Ketua KPU Provinsi NTT, Jemris Fointuna, dalam sambutannya menekankan bahwa Kopi Parmas edisi kali ini hadir dengan nuansa berbeda. Dengan menghadirkan pakar dan praktisi, diskusi ini fokus pada bagaimana menyelenggarakan pesta demokrasi tanpa mengabaikan kelestarian lingkungan.
Dalam pemaparan narasumber Antonius D. Bethan, SE (Ketua KPU Flores Timur) dan Harun A. Rasyid, M.Pd (Anggota KPU Sikka), ditekankan bahwa Pemilu Hijau adalah konsep tata kelola pemilu yang meminimalisir dampak kerusakan lingkungan. Hal ini mencakup Pengurangan penggunaan kertas (paperless), Manajemen limbah logistik pemilu (seperti alat peraga kampanye), Penggunaan material ramah lingkungan dalam setiap tahapan pemilu.

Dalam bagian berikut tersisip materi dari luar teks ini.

PR #170, opened 2018-06-28
Vue twenty three favorite icon

jedlin-kiva:


src/components/LoanCards/FavoriteStar.vue
```diff
@@ -0,0 +1,54 @@
...
+	}
+
+	.icon-star {
+		height: 2rem;
+		width: 2rem;
+		fill: transparent;
+		color: $white;
+		opacity: 0.5;
+		background-color: $kiva-text-dark;
+		padding: .5rem;
```
emuvente: Stylelint is complaining about this not having a leading zero.

src/components/LoanCards/GridLoanCard.vue
```diff
@@ -88,31 +111,55 @@ export default {
 			}
 			return 'Expiring now!';
 		}
+	},
+	methods: {
+		toggleFavorite() {
+			// optimistically toggle it locally first
+			this.isFavorite = !this.isFavorite;
+
+			// @todo - does this need a .catch? if so, do we log error?
```
emuvente: You would only use `catch` for network errors. Any graphql errors are going to come through the `then` callback as part of the result. It can be accessed through destructuring like `data` is:
```.then({ data, errors }) => {```

File: src/components/LoanCards/GridLoanCard.vue [hunk 3]
```diff
@@ -88,31 +111,55 @@ export default {
...
-		flex-grow: 0;
-		padding: rem-calc(20) rem-calc(20) rem-calc(16);
-		text-align: center;
-		width: 100%;
-	}
+.loan-card-footer-wrap {
+    flex-grow: 0;
+    padding: rem-calc(20) rem-calc(20) rem-calc(16);
+    text-align: center;
+    width: 100%;
```
emuvente: Stylelint is complaining about these being spaces instead of tabs.

src/components/LoanCards/FavoriteStar.vue
```diff
@@ -0,0 +1,54 @@
+<template>
+	<button
+		v-kv-track-event="['Lending','click-Favorite star','Favorite',undefined,true]"
+		@click.prevent.stop='toggleFavorite'
```
mcstover: It may be valuable to pass the loan id in place of undefined here.

mcstover:
Ready to go!

PR #172, opened 2018-06-29
View twenty three lend again button

BoulderBrains:


src/components/LoanCards/Buttons/CheckoutNowButton.vue
```diff
@@ -1,7 +1,8 @@
 <template>
 	<kv-button
 		class="secondary"
-		v-kv-track-event="['Lending', 'click-Read more', 'checkout-now-click', id, 'true']">
+		v-kv-track-event="['Lending', 'click-Read more', 'checkout-now-button-click', id, 'true']"
+		:to="`/basket`">
```
mcstover: Shouldn't need the wrapping `` as there are no dynamic values.

emuvente: since this is just a static string you don't need to use v-bind and can just pass the value:
```
to="/basket"
```

PR #176, opened 2018-07-03
vue-92 adding loanLength|lenderRepaymentTerm to loan cards.

BoulderBrains:
Adding loanLength to loan cards.

### DIFF
--- a/src/components/LoanCards/BorrowerInfo.vue
+++ b/src/components/LoanCards/BorrowerInfo.vue
@@ -17,6 +17,7 @@
 				v-kv-track-event="['Lending', 'click-Read more', 'Read more', id, 'true']">
 				Read more
 			</router-link>
+			<div>{{ loanLength }} months</div>
 		</div>
 	</div>
 </template>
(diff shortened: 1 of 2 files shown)


src/components/LoanCards/BorrowerInfo.vue
```diff
@@ -17,6 +17,7 @@
 				v-kv-track-event="['Lending', 'click-Read more', 'Read more', id, 'true']">
 				Read more
 			</router-link>
+			<div>{{ loanLength }} months</div>
```
mcstover: The comp in Vue-22 shows some bolded copy before the loan term.

BoulderBrains: 👍

BoulderBrains:
I've added in the intro text. Additional work, I've created a universal .strong class in typography.scss file. We have one in the current styleguide so I've added this in for use. If we didn't have the class for a specific reason, that's cool, I'm interested in hearing why and I can change it over and set it under the .loan-use class in the BorrowerInfo.vue file. Otherwise the new .strong class will be there for future use.

PR #771, opened 2019-04-12
CASH-793: Hide Categories, add Attributes and Sectors

ksekhri:


src/pages/Lend/Filter/FilterSectionAttributes.vue
```diff
@@ -0,0 +1,41 @@
...
+export default {
+	components: {
+		FilterMenuSection,
+		AisRefinementList,
+	},
+	data() {
+		return {
+			visibleThemes: {
+				'conflict zone': true,
+				'clean energy': true,
```
mcstover: There is only 1 of these in our current indexes...

src/pages/Lend/Filter/FilterSectionAttributes.vue
```diff
@@ -0,0 +1,41 @@
...
+				'displaced populations': true,
+				'rural exclusion': true,
+				'social enterprise': true,
```
mcstover: This doesn't exist in our current indices. "Small Enterprise" does though...

ksekhri: Let's merge this then we can update this list as necessary

PR #774, opened 2019-04-13
Dep updates 04132019

mcstover:


mcstover:
@emuvente This wipes out some of those green keepers and all of the in-range. The apollo-client update to 2.5.x seemed to work but threw warnings due to the deprecation of apollo-link-state. Pinned to the latest 2.4.x release and am planning to update and refactor our client state resolvers in a future pr. Also pinned webpack to 4.28.4 for now as moving to 4.30.0 requires some other new peer deps.

PR #781, opened 2019-04-16
AUTH-85 sync www login state with main

emuvente:


src/util/KvAuth0.js
```diff
@@ -76,12 +54,34 @@ export default class KvAuth0 {
...
 		this[sessionPromise] = this.webAuth.then(webAuth => new Promise((resolve, reject) => {
 			webAuth.checkSession({}, (err, result) => {
-				this[authCallback](err, result).then(resolve).catch(reject);
+				if (err) {
+					this[setAuthData]();
+					if (err.error === 'login_required') {
+						// User is not logged in, so continue without authentication
+						cookieStore.set('kvls', 'o', { secure: true });
+						resolve();
+					} else if (err.error === 'consent_required' || err.error === 'interaction_required') {
```
mcstover: What might trigger this clause?

emuvente: These are possible errors that can be returned from silent authentication (where no login form is actually displayed, the user is just redirected or hidden iframes are used). From the auth0 [docs](https://auth0.com/docs/api-auth/tutorials/silent-authentication):

- `consent_required`: The user was logged in at Auth0, but needs to give consent to authorize the application
- `interaction_required`: The user was logged in at Auth0 and has authorized the application, but needs to be redirected elsewhere before authentication can be completed; for example, when using a [redirect rule](https://auth0.com/docs/rules/redirect).

I don't think we'll ever encounter the `consent_required` error, and we may even want to log or report it if it comes up, as that should only be an error for third-party apps.
We might possibly use a redirect rule, so it might be possible that we encounter the `interaction_required` error once we implement that.

PR #785, opened 2019-04-17
CASH-802: Add JS smooth scrolling

ksekhri:
This approach should work in more browsers than CSS based `smooth-scroll` and it lets us set the animation time (this timing is much more pleasant in my opinion). If we like it we can easily add an `xPosition` scrolling option in the future as well.

### DIFF
--- a/src/plugins/smooth-scroll-mixin.js
+++ b/src/plugins/smooth-scroll-mixin.js
@@ -1,36 +1,24 @@
 export default {
 	methods: {
-		smoothScrollTo({ yPosition, millisecondsToAnimate = 250, stops }) {
+		smoothScrollTo({ yPosition, millisecondsToAnimate = 200 }) {
 			const startingPosition = window.scrollY;
 			const endTime = (new Date()).getTime() + millisecondsToAnimate;
-			const numberOfStops = stops || Math.ceil(millisecondsToAnimate / 2);
 			const yDifference = startingPosition - yPosition;
 
-			let animationComplete = false;
+			const scroll = () => {
+				const currentTime = (new Date()).getTime();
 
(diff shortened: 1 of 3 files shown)


src/plugins/smooth-scroll-mixin.js
```diff
@@ -0,0 +1,36 @@
...
+			const startingPosition = window.scrollY;
+			const endTime = (new Date()).getTime() + millisecondsToAnimate;
+			const numberOfStops = stops || Math.ceil(millisecondsToAnimate / 2);
+			const yDifference = startingPosition - yPosition;
+
+			let animationComplete = false;
+
+			for (let i = 0; i < numberOfStops; i += 1) {
+				// eslint-disable-next-line no-loop-func
+				setTimeout(() => {
```
mcstover: I think we should probably convert this setTimeout to use requestAnimationFrame instead. You may also want to create an instance of either setTimeout/requestAnimationFrame that you can stop/cancel/clear out when done.

Some links:
https://flaviocopes.com/requestanimationframe/
https://stackoverflow.com/questions/38709923/why-is-requestanimationframe-better-than-setinterval-or-settimeout

mcstover:
@ksekhri I think we should move in this direction. Can you please grab the copy changes from SelectedRefinements and LendFilterMenu and pull them over here...or isolate them in their own PR.

src/plugins/smooth-scroll-mixin.js
ksekhri: Very cool, I'll do some research

ksekhri:
@mcstover I moved this to `window.RequestAnimationFrame`

PR #788, opened 2019-04-19
CASH-804: Cleanup margins on lend/filter

ksekhri:
* Note: This doesn't affect how `/lend-by-category` looks in my testing, only affects `/lend/filter`

### DIFF
--- a/src/components/LoanCards/AlgoliaLoanCardAdapter.vue
+++ b/src/components/LoanCards/AlgoliaLoanCardAdapter.vue
@@ -143,9 +143,3 @@ export default {
 	}
 };
 </script>
-
-<style lang="scss">
-.algolia-loan-card-adapter {
-	padding: 0;
-}
-</style>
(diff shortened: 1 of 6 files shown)


src/components/LoanCards/AlgoliaLoanCardAdapter.vue
```diff
@@ -143,9 +143,3 @@ export default {
 	}
 };
 </script>
-
-<style lang="scss">
```
mcstover: Removing this probably affects the grid loan card display on /algolia-vue but seeing as that's all going to get a re-work soon it shouldn't be an issue.

src/components/LoanCards/ListLoanCard.vue
```diff
@@ -1,5 +1,5 @@
 <template>
-	<div class="list-loan-card row">
+	<div class="row list-loan-card">
```
mcstover: whoa now, risky biz lol

ksekhri: Hahahaha

PR #790, opened 2019-04-19
Initial implementation of global experiment prefetch and assignment. …

mcstover:
…Demo of how that can be used on LendFilter page along with the update of an experiment version based on a temporary legacy exp cookie.


mcstover:
@emuvente What are you thoughts on the changes to server-entry.js and the new src/util/experimentPreFetch.js file? This is only acting on 1 new experiment at the moment and I'm not set on keeping the assignment portion active yet due to some of the cross stack stuff.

Direktur Pasca Sarjana Undana Kupang, Dr. Hamzah H. Wulakada, M.Si, sebagai pemateri terakhir, menggarisbawahi bahwa transisi menuju Pemilu Hijau memiliki tantangan nyata, mulai dari kesiapan regulasi, adaptasi teknologi, hingga mengubah pola pikir (mindset) pemilih dan penyelenggara agar lebih peduli ekologi di tengah kompleksitas tahapan pemilu.
Diskusi berlangsung hangat dan interaktif. Hadir secara langsung mengikuti kegiatan ini, Ketua dan Anggota KPU Kota Kupang, didampingi Sekretaris beserta jajaran Staf Sekretariat KPU Kota Kupang.